## YOUR TASK
Every line of the material that includes the word "mechanism" is to be shown.

## THE INPUT
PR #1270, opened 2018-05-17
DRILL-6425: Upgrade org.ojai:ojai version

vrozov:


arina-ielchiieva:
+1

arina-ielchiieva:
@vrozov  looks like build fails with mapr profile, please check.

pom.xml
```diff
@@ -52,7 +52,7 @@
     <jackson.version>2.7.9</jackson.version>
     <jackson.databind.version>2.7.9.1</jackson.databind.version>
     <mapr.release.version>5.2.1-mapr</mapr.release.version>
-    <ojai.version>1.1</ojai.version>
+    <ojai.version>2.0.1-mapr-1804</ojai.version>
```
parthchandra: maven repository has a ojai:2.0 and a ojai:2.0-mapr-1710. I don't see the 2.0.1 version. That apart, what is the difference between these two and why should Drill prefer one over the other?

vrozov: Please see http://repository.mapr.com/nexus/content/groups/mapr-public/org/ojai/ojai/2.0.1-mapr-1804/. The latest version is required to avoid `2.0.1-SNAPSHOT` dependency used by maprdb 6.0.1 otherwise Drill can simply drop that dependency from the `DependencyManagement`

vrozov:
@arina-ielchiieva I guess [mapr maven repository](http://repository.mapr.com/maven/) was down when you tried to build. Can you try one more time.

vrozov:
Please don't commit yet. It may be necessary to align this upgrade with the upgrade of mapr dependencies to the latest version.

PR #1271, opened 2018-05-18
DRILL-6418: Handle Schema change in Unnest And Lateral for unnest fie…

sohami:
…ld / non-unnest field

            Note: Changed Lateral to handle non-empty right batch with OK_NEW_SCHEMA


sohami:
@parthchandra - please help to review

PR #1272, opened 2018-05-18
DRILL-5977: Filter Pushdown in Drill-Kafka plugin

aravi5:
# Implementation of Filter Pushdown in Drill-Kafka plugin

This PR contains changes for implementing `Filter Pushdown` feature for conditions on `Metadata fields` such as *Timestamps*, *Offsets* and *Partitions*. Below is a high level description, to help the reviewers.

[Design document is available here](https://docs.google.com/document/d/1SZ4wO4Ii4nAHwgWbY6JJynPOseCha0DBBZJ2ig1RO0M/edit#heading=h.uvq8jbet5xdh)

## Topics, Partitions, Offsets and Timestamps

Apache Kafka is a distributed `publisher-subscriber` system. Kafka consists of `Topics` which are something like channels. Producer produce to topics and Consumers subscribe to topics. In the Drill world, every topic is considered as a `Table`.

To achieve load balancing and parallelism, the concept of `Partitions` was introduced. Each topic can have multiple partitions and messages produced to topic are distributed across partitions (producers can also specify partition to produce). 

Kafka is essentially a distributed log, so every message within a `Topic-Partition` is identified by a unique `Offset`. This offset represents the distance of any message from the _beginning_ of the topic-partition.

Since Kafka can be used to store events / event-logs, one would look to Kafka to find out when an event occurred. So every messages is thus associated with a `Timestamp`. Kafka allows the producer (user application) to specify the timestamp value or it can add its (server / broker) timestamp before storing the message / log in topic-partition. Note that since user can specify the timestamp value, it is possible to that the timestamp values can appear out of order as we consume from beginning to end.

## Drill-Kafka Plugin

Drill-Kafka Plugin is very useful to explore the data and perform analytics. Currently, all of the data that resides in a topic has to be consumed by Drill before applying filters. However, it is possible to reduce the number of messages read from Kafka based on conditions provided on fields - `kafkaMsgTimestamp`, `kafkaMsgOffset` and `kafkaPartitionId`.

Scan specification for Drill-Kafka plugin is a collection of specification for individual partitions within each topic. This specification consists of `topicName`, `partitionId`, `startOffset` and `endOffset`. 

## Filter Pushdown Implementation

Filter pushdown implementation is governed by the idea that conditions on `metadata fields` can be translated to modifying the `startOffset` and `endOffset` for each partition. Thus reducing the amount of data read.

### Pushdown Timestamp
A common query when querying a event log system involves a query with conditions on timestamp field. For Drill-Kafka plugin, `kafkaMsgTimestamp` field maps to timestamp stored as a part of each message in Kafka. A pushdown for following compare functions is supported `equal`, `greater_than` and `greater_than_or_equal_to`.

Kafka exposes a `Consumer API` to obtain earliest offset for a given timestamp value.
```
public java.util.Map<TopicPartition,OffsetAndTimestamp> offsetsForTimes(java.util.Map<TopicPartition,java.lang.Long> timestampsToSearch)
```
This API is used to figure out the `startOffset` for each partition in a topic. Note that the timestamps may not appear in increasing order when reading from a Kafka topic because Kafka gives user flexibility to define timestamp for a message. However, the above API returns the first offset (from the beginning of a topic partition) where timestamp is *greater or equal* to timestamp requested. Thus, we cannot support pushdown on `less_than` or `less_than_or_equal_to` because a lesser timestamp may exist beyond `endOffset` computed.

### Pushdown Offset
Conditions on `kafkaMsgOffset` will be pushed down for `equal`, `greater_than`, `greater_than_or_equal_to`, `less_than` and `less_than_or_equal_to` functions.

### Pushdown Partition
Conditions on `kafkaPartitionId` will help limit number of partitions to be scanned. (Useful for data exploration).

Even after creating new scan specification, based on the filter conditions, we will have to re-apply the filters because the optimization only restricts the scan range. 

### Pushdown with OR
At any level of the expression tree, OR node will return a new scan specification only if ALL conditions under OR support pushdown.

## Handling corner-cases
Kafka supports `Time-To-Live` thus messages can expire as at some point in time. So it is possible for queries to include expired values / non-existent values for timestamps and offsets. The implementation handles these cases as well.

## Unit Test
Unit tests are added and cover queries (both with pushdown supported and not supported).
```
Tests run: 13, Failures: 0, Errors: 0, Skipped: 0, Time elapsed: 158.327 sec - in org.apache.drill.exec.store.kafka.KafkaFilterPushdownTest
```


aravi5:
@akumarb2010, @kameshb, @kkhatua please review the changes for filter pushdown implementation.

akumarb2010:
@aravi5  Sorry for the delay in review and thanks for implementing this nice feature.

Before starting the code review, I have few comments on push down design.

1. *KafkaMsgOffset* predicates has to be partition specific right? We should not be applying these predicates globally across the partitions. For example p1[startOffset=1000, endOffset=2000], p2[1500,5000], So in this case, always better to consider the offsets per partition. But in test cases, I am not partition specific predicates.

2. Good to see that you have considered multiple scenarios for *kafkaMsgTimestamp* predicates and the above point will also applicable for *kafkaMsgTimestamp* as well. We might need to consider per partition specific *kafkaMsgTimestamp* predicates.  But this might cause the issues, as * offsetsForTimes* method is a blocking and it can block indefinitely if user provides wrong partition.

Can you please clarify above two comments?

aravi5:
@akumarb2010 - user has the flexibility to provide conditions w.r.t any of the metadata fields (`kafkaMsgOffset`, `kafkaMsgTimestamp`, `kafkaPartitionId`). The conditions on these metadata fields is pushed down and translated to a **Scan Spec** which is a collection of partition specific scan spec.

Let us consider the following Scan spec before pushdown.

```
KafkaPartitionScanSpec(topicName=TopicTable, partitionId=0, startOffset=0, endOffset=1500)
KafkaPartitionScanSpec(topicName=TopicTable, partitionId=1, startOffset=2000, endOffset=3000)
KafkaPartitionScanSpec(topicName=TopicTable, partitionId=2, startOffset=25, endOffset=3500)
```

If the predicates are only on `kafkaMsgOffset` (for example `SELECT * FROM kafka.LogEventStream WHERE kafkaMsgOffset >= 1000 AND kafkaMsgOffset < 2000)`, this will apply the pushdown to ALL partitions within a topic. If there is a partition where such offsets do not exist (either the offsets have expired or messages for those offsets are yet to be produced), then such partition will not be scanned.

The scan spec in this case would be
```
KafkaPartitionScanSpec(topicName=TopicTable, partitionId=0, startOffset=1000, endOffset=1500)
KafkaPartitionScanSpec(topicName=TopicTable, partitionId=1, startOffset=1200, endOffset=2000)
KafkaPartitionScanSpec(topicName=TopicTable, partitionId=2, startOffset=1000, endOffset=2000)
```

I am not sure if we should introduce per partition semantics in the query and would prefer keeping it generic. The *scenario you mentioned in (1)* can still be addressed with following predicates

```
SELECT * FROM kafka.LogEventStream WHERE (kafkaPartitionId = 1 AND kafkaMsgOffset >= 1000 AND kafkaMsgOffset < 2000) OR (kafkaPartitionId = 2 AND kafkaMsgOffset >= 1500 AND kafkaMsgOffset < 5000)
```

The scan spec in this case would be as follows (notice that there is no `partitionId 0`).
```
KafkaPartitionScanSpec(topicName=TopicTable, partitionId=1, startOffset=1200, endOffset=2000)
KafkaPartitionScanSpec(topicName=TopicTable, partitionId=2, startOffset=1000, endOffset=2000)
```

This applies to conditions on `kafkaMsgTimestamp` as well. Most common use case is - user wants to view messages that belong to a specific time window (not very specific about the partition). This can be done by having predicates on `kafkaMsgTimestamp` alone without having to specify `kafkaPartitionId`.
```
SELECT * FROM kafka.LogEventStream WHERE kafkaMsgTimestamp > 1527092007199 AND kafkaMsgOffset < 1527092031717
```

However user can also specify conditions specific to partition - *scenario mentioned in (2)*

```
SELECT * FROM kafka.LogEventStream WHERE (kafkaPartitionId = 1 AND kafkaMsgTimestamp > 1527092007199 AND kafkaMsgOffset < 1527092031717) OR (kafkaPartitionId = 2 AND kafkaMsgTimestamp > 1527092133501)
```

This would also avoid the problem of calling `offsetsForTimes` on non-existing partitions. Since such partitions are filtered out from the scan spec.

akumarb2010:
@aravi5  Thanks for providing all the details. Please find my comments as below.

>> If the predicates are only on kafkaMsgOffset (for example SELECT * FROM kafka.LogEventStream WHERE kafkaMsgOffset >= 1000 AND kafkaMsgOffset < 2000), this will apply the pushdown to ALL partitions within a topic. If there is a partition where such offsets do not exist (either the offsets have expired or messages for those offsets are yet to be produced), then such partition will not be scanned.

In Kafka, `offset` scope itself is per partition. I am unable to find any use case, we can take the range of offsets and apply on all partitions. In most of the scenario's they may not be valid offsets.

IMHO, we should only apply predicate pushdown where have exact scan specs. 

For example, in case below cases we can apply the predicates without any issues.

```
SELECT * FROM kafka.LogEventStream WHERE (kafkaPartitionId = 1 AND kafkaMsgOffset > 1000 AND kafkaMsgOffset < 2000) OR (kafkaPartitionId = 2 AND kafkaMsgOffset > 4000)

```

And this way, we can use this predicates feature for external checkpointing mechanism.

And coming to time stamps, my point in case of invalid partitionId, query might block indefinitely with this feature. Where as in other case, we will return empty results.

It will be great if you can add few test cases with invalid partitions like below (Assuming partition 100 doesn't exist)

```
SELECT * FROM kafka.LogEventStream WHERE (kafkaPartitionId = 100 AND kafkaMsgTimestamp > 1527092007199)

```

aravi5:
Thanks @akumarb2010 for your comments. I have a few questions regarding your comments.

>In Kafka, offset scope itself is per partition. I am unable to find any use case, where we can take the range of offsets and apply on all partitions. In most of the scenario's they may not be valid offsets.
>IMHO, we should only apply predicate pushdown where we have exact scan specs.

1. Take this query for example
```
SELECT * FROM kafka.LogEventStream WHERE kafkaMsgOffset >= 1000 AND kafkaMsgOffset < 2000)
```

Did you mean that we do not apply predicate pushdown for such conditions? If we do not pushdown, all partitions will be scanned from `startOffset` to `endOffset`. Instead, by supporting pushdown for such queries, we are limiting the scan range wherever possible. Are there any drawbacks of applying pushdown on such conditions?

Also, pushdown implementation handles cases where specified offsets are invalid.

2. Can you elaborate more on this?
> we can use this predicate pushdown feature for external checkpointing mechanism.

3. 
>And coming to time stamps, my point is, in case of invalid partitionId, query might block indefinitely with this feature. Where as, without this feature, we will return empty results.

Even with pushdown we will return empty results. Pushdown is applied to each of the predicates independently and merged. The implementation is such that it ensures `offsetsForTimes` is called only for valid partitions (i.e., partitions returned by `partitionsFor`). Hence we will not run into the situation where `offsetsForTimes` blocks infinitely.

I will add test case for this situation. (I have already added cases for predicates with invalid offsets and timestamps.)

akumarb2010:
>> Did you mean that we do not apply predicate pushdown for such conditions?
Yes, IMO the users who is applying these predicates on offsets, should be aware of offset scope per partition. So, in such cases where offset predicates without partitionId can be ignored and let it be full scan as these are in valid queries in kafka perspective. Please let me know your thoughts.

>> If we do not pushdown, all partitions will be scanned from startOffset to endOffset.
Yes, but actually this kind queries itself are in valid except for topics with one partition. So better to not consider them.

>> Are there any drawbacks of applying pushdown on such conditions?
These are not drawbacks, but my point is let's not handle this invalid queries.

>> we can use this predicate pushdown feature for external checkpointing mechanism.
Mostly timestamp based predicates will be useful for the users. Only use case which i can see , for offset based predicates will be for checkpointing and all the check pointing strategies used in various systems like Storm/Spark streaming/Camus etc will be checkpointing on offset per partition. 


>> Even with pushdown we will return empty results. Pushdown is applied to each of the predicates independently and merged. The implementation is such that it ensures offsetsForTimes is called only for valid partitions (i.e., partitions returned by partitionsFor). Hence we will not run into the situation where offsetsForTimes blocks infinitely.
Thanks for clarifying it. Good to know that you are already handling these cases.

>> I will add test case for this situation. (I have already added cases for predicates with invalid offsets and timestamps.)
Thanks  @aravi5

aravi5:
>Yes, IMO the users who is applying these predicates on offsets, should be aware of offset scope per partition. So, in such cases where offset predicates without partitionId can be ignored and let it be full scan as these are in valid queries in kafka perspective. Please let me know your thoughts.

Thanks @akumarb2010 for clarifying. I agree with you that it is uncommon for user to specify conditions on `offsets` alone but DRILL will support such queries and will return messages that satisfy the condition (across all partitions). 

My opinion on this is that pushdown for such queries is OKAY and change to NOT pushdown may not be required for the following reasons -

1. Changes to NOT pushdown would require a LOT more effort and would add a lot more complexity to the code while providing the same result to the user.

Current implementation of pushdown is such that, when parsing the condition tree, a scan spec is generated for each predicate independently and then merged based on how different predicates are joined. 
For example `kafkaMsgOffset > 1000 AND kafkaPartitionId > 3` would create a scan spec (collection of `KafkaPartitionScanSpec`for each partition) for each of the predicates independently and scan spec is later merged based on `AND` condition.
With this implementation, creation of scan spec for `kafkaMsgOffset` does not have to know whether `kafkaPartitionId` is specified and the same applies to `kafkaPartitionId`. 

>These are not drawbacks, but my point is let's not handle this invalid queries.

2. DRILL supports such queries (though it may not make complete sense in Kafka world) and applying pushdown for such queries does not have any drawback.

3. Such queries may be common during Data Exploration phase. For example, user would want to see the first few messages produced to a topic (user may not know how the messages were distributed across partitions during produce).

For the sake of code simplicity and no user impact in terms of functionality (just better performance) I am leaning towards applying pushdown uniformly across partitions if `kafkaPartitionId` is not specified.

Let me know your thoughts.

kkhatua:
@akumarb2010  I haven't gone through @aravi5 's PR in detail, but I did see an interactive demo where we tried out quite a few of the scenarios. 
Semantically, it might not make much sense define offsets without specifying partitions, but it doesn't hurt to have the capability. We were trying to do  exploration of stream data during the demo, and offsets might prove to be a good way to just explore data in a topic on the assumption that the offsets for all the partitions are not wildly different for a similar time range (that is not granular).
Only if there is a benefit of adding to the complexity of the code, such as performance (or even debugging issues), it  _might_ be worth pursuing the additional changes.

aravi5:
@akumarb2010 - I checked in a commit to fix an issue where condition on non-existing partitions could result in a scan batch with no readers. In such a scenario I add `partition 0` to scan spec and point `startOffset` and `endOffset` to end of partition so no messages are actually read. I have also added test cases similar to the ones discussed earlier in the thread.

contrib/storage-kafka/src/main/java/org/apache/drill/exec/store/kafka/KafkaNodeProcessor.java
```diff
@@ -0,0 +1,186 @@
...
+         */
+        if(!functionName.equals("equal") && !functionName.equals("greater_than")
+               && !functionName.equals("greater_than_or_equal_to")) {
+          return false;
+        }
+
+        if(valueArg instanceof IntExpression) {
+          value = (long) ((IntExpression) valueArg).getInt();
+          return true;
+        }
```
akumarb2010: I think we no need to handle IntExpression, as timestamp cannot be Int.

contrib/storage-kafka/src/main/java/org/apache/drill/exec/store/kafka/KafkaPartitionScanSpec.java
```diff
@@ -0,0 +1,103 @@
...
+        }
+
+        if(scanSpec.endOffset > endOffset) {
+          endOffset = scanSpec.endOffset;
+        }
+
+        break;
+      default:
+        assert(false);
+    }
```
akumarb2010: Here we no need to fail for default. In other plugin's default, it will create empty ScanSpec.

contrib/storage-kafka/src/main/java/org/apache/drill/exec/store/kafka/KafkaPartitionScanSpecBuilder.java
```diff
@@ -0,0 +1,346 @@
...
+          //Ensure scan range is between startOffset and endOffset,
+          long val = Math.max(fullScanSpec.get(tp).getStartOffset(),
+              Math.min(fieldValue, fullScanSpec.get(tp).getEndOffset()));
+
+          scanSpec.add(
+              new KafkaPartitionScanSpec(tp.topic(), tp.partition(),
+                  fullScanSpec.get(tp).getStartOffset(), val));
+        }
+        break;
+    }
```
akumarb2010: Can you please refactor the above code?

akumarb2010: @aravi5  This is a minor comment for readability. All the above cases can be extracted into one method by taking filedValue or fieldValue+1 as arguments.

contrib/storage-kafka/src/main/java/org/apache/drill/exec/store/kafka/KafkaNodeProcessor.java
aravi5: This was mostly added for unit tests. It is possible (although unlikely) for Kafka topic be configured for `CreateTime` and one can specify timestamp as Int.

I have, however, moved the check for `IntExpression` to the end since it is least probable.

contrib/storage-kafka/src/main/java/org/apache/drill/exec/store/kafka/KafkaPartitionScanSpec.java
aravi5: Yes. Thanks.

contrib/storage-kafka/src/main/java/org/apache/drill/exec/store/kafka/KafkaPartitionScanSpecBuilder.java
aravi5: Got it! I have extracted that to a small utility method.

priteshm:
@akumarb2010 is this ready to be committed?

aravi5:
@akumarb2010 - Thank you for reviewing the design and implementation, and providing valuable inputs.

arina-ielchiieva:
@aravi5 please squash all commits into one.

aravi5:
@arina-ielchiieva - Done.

## EXERCISE OUTPUT
And this way, we can use this predicates feature for external checkpointing mechanism.
> we can use this predicate pushdown feature for external checkpointing mechanism.
>> we can use this predicate pushdown feature for external checkpointing mechanism.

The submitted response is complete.